> [Work to complete] Please repeat the records exactly from their first line, finishing at the line containing "Using CatFrames for" and including it.

Stored data entries
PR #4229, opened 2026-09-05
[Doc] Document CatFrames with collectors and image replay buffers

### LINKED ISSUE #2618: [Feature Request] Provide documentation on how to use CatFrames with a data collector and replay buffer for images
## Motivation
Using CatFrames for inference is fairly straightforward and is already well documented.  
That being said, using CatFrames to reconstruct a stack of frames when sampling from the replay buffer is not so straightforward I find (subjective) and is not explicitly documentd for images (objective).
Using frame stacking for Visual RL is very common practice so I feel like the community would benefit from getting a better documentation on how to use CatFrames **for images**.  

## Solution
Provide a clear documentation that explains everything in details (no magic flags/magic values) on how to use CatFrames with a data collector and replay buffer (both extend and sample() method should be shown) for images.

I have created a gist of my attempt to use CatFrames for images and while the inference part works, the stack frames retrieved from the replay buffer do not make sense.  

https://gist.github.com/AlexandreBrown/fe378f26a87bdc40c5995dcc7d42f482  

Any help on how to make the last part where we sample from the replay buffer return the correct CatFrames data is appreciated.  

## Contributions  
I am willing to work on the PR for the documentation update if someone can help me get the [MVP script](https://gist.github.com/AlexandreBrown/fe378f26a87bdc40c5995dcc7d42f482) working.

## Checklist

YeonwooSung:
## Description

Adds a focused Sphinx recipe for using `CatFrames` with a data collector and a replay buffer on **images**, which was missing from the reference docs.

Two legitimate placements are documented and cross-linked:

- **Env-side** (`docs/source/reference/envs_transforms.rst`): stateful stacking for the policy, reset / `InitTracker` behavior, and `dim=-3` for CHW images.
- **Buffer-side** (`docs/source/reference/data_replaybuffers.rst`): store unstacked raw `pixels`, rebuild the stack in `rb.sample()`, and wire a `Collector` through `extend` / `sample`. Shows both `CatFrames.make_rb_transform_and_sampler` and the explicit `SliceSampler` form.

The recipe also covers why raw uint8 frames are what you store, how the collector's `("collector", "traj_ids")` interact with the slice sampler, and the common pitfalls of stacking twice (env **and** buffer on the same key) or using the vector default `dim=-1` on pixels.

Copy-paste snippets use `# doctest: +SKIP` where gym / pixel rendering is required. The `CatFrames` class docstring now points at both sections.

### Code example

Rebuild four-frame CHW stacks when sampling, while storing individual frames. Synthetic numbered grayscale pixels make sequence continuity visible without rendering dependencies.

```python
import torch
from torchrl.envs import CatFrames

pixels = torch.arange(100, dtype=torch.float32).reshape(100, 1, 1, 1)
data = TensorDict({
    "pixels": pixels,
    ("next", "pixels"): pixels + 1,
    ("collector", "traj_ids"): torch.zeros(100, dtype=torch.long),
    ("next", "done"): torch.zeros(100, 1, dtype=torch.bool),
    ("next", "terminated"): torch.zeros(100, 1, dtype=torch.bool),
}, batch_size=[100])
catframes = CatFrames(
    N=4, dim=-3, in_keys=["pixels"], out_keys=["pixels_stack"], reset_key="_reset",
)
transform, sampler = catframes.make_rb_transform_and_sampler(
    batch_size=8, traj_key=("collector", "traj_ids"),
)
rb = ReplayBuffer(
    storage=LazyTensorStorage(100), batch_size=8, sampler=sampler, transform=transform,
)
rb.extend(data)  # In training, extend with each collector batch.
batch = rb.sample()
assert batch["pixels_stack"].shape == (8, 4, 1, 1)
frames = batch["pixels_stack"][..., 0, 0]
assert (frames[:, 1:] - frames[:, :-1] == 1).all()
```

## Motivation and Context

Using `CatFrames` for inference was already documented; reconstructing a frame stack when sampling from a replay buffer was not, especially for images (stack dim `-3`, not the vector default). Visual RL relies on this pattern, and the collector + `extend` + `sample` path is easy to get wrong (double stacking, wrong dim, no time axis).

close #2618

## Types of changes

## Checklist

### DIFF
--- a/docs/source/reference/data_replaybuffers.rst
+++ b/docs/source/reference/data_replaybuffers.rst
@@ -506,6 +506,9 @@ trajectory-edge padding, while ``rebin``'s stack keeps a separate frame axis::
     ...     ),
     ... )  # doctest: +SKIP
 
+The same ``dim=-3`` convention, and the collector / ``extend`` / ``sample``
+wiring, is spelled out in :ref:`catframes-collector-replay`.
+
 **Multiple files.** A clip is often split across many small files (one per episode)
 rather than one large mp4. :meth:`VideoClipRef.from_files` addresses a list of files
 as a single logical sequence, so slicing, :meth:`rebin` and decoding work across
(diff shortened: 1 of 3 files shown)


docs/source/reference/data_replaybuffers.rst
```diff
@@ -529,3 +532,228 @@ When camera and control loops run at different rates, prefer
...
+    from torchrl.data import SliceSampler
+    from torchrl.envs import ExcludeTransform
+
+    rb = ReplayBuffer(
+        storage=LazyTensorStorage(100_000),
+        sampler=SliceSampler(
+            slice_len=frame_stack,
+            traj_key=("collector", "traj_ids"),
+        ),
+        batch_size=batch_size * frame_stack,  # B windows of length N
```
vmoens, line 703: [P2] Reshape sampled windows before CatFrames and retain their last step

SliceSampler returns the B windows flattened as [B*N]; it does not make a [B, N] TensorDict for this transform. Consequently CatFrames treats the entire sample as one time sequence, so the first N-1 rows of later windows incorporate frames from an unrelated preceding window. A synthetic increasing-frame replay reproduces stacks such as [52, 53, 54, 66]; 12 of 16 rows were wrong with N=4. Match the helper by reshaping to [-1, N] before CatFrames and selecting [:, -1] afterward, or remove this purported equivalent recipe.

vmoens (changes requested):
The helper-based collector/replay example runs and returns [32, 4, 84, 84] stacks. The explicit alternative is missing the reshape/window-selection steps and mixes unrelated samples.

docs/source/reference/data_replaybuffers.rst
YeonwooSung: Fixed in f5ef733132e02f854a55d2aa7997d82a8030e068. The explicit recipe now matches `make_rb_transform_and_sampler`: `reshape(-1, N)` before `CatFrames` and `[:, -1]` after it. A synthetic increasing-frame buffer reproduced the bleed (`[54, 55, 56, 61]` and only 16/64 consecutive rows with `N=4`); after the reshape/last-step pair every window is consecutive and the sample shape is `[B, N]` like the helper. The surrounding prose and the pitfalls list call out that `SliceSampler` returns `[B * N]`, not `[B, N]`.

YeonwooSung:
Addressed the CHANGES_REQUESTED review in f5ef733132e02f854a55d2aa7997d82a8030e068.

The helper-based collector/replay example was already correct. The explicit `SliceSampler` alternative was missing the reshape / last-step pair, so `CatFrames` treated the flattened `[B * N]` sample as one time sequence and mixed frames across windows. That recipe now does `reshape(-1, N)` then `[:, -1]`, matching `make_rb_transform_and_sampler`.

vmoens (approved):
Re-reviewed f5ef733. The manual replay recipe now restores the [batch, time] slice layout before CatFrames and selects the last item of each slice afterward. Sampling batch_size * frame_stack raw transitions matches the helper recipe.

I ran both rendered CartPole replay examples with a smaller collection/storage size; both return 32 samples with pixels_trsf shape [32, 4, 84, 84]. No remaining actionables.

> [Output of the task]
PR #4229, opened 2026-09-05
[Doc] Document CatFrames with collectors and image replay buffers

### LINKED ISSUE #2618: [Feature Request] Provide documentation on how to use CatFrames with a data collector and replay buffer for images
## Motivation
Using CatFrames for inference is fairly straightforward and is already well documented.  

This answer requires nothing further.